What this template typically catches
Issues teams running this template most often surface in practice:
Common use cases
Frequently asked questions
What does the Sales Call Coaching Form cover?
It covers the full call review flow: call details, opener and rapport, discovery, objection handling and close, and coaching feedback. That makes it useful for listening to recorded calls or debriefing live calls with a rep. It keeps the review focused on observable behaviors instead of vague impressions.
How often should this form be used?
Use it after key calls, such as demos, discovery calls, renewal conversations, or late-stage objections. Many teams use it weekly for one-on-ones and also for spot checks on important calls. The right cadence depends on call volume and how much coaching time the manager has.
Who should fill out the form?
A sales manager, team lead, enablement coach, or peer reviewer can complete it. In some teams, the rep fills out a self-review first and the manager adds comments after listening to the call. That approach works well when you want coaching to feel collaborative rather than purely evaluative.
Does this form have a compliance angle?
It can, especially if your team sells in regulated industries or records calls. The form helps reviewers document what was said, whether objections were handled appropriately, and whether the rep stayed within approved messaging. It should be used alongside your company’s recording, consent, and retention policies.

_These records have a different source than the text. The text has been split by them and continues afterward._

PR #71, opened 2023-02-21
Removed workaround for CSP issue

amauch-adobe:
Removed workaround for CSP issue with DC hlx.* urls when testing for Milo or any other consuming site but DC's repository.


JFernandezAdobe (approved):
Approved

PR #72, opened 2023-02-21
Review block smoke test

JFernandezAdobe:
Jira ticket: [MWPW-126770](https://jira.corp.adobe.com/browse/MWPW-126770)

Smoke test for the Review block:

- Component title should be visible
- The ratings field is visible
- The stats info from Review API is present


JFernandezAdobe:
Updated the spec file to use only one tag, `@frictionless`. Using two different tags `@review` and `@converter` runs the same test twice.

image


cc @JackySun9 @amauch-adobe

JackySun9 (approved):

selectors/review.selectors.js
```diff
@@ -0,0 +1,7 @@
+module.exports = {
+  '@review-block': '[class="review"]',
```
amauch-adobe, line 2: does this not work with just having the value of `'@review-block':'.review'`?  If it does, this is more of a nit pick, why not just do that than do an XPATH.  The same is for all the other selectors finding things by class names.

tests/review.test.js
```diff
@@ -0,0 +1,30 @@
...
+
+      await expect(reviewBlock).toBeVisible();
+      if (await failedBlock.isVisible()) {
+        console.log(`${browser.browserType().name()}: ${await failedBlock.getAttribute('data-reason')} on ${props.url}`);
+        await expect.soft(failedBlock).not.toBeVisible();
+      }
+      await expect(reviewTitle).toBeVisible();
+      await expect(reviewStats).toBeVisible();
+      await expect(ratingFields).toBeVisible();
+    });
```
amauch-adobe, line 28: This obviously is just a comment/opinion, but should the test also validate that a star when clicked is saved/marked and validated end-to-end?  Maybe a test case expect for checking when a star is clicked it is marked/active, and then when it is unclicked it is not marked/active.  Just thinking out loud, it's your team's test, so no worries here.

amauch-adobe (approved):
Approved, just made some comments/questions that might be worth looking at.  As the test is, it works and is approved.  Just as a side note/reminder, using XPATH in Playwright takes longer for an element to be found, it still is available, but if you can find an element using a different locator it is best.

amauch-adobe:
@JFernandezAdobe, I'm okay with having this merged, but I was curious if you saw my comments on the PR.

tests/review.test.js
JFernandezAdobe: Added additional checks. Thanks!

JFernandezAdobe:
I've added more checking and updated all our tests to run on hlx.live.
Thanks for the review @JackySun9 and @amauch-adobe!

selectors/review.selectors.js
JFernandezAdobe: Sorry, I missed this. I'll update this on my next PR.

PR #75, opened 2023-03-08
Do not run DC tests in hlx.live

JFernandezAdobe:
Resolves: [MWPW-127629](https://jira.corp.adobe.com/browse/MWPW-127629)

Due to the huge number of errors logged when testing feature branches in Milo using milolibs parameter (e.g. https://github.com/adobecom/milo/pull/497), we should not run the Frictionless tests in hlx.live anymore.

image

If we don't use the milolibs parameter it is fine or if you leave it empty, it is fine and works as normal.

All `@dc_live` tags in this PR are replaced with `@adobe_stage` since the milolibs param does not work in stage.adobe.com.


amauch-adobe (approved):
Approved.

JackySun9 (approved):

JFernandezAdobe:
@amauch-adobe I will close this PR for now since it is dependent on these two tickets to be completed first:


[MWPW-128229](https://jira.corp.adobe.com/browse/MWPW-128229) CircleCI Research and integration

[MWPW-128233](https://jira.corp.adobe.com/browse/MWPW-128233) Update Parse.js to add milolibs?= parameter to stage branch urls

What are the most common mistakes when using a call coaching form?
The biggest mistake is scoring based on outcome alone instead of the quality of the conversation. Another common issue is writing feedback that is too general, such as 'ask better questions,' without naming the exact moment to improve. Teams also forget to capture specific next steps, which makes coaching hard to follow up on.
Can this template be customized for different sales motions?
Yes. You can adjust the ratings, add sections for product fit, pricing, or technical validation, and rename fields to match your sales process. It works for outbound prospecting, inbound qualification, demos, and renewal calls as long as the criteria stay consistent.
What integrations work well with this form?
It pairs well with call recording tools, CRM systems, and coaching platforms. Many teams link it to a call library so reviewers can open the recording, score the call, and log coaching notes in one workflow. You can also connect it to task tools so next steps become follow-up actions.
How does this compare with ad-hoc call feedback?
Ad-hoc feedback is faster, but it is harder to compare calls or spot patterns across reps. A structured form makes reviews repeatable, which helps managers coach the same standards across the team. It also gives reps clearer expectations because they know what good looks like in each stage of the call.